Task details: The whole listing below must be repeated exactly.
**** Data for the task ****
PR #295, opened 2023-04-21
refactor: add FCM sample app SDK setting screen

levibostian:
Part of this ticket: https://github.com/customerio/issues/issues/9818

# Dependencies 

Do not merge this PR until the following PRs are merged: 

- https://github.com/customerio/customerio-ios/pull/298
- https://github.com/customerio/customerio-ios/pull/299
- https://github.com/customerio/customerio-ios/pull/300

This PR contains all of the commits from the above PRs. So, it could be recommended to wait on reviewing this PR until the above have been merged in. Otherwise, you will be reviewing this PR plus all of the above PRs at once. 

# This PR made these big changes

* Created a settings screen in the SwiftUI FCM sample app to dynamically change the CIO SDK at runtime. 
* Created a module (`/Apps/Common`) that contains backend logic that all of our iOS sample apps can take advantage of. From reading Aman's APN UIKit sample app PRs, I already think that her PRs could have lots of code removed and instead use this Common module!

PR #300, opened 2023-04-25
refactor: access siteId and apiKey from config object

levibostian:
This PR addresses [a need in the sample apps](https://github.com/customerio/customerio-ios/pull/295#discussion_r1176721639) where the sample apps can access the current siteid and apikey registered with the CIO SDK. 

Closes: https://github.com/customerio/issues/issues/9240


Tests/Tracking/APITest.swift
```diff
@@ -135,7 +135,7 @@ class TrackingAPITest: UnitTest {
             "version": sdkWrapperVersion
         ]
 
-        var actual = CioSdkConfig.Factory.create(region: .US)
+        var actual = CioSdkConfig.Factory.create(siteId: "", apiKey: "", region: .US)
```
Shahroz16, line 138: can we use an internal convenience initializer for testing only, instead of providing empty values every time?

Tests/Tracking/CustomerIOTest.swift
```diff
@@ -21,7 +21,7 @@ class CustomerIOTest: UnitTest {
     }
 
     func test_initialize_expectAddModuleHooks_expectRunCleanup() {
-        customerIO.postInitialize(siteId: testSiteId, diGraph: diGraph)
+        customerIO.postInitialize(diGraph: diGraph)
```
Shahroz16, line 24: I couldn't find a test case, that checks that the `siteID` and `apiKey` are correctly inserted and retrieved from `Config`

Shahroz16 (approved):

Tests/Common/Util/KeyValueStorageTest.swift
```diff
@@ -5,180 +5,171 @@ import XCTest
...
+        let storage = UserDefaultsKeyValueStorage(sdkConfig: sdkConfig, deviceMetricsGrabber: deviceMetricsGrabberMock)
+        storage.switchToGlobalDataStore()
 
         XCTAssertEqual(storage.getFileName(), "io.customer.sdk.com.foo.bar.shared")
     }
 
     func test_getFileName_givenNotGlobalStore_expectGetFileNameForSiteIdStoredData() {
-        let givenSiteId: SiteId = "485895958"
+        let givenSiteId = "485895958"
+        changeTo(siteId: givenSiteId)
```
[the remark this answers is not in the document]
levibostian: I am glad you brought this up. As I was typing up my response to you explaining why it was done this way, I didn't like my response and I ended up refactoring the test class. 

The test class should now behave like it did before and follows the same test class patterns as the rest of the codebase.

Tests/Tracking/CustomerIOTest.swift
levibostian: Added https://github.com/customerio/customerio-ios/pull/300/commits/b3cad3af618b04742fb9fb9be0b725487fc5a563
****
Problem solution:
PR #295, opened 2023-04-21
refactor: add FCM sample app SDK setting screen

levibostian:
Part of this ticket: https://github.com/customerio/issues/issues/9818

# Dependencies 

Do not merge this PR until the following PRs are merged: 

- https://github.com/customerio/customerio-ios/pull/298
- https://github.com/customerio/customerio-ios/pull/299
- https://github.com/customerio/customerio-ios/pull/300

This PR contains all of the commits from the above PRs. So, it could be recommended to wait on reviewing this PR until the above have been merged in. Otherwise, you will be reviewing this PR plus all of the above PRs at once. 

# This PR made these big changes

* Created a settings screen in the SwiftUI FCM sample app to dynamically change the CIO SDK at runtime. 
* Created a module (`/Apps/Common`) that contains backend logic that all of our iOS sample apps can take advantage of. From reading Aman's APN UIKit sample app PRs, I already think that her PRs could have lots of code removed and instead use this Common module!

PR #300, opened 2023-04-25
refactor: access siteId and apiKey from config object

levibostian:
This PR addresses [a need in the sample apps](https://github.com/customerio/customerio-ios/pull/295#discussion_r1176721639) where the sample apps can access the current siteid and apikey registered with the CIO SDK. 

Closes: https://github.com/customerio/issues/issues/9240


Tests/Tracking/APITest.swift
```diff
@@ -135,7 +135,7 @@ class TrackingAPITest: UnitTest {
             "version": sdkWrapperVersion
         ]
 
-        var actual = CioSdkConfig.Factory.create(region: .US)
+        var actual = CioSdkConfig.Factory.create(siteId: "", apiKey: "", region: .US)
```
Shahroz16, line 138: can we use an internal convenience initializer for testing only, instead of providing empty values every time?

Tests/Tracking/CustomerIOTest.swift
```diff
@@ -21,7 +21,7 @@ class CustomerIOTest: UnitTest {
     }
 
     func test_initialize_expectAddModuleHooks_expectRunCleanup() {
-        customerIO.postInitialize(siteId: testSiteId, diGraph: diGraph)
+        customerIO.postInitialize(diGraph: diGraph)
```
Shahroz16, line 24: I couldn't find a test case, that checks that the `siteID` and `apiKey` are correctly inserted and retrieved from `Config`

Shahroz16 (approved):

Tests/Common/Util/KeyValueStorageTest.swift
```diff
@@ -5,180 +5,171 @@ import XCTest
...
+        let storage = UserDefaultsKeyValueStorage(sdkConfig: sdkConfig, deviceMetricsGrabber: deviceMetricsGrabberMock)
+        storage.switchToGlobalDataStore()
 
         XCTAssertEqual(storage.getFileName(), "io.customer.sdk.com.foo.bar.shared")
     }
 
     func test_getFileName_givenNotGlobalStore_expectGetFileNameForSiteIdStoredData() {
-        let givenSiteId: SiteId = "485895958"
+        let givenSiteId = "485895958"
+        changeTo(siteId: givenSiteId)
```
[the remark this answers is not in the document]
levibostian: I am glad you brought this up. As I was typing up my response to you explaining why it was done this way, I didn't like my response and I ended up refactoring the test class. 

The test class should now behave like it did before and follows the same test class patterns as the rest of the codebase.

Tests/Tracking/CustomerIOTest.swift
levibostian: Added https://github.com/customerio/customerio-ios/pull/300/commits/b3cad3af618b04742fb9fb9be0b725487fc5a563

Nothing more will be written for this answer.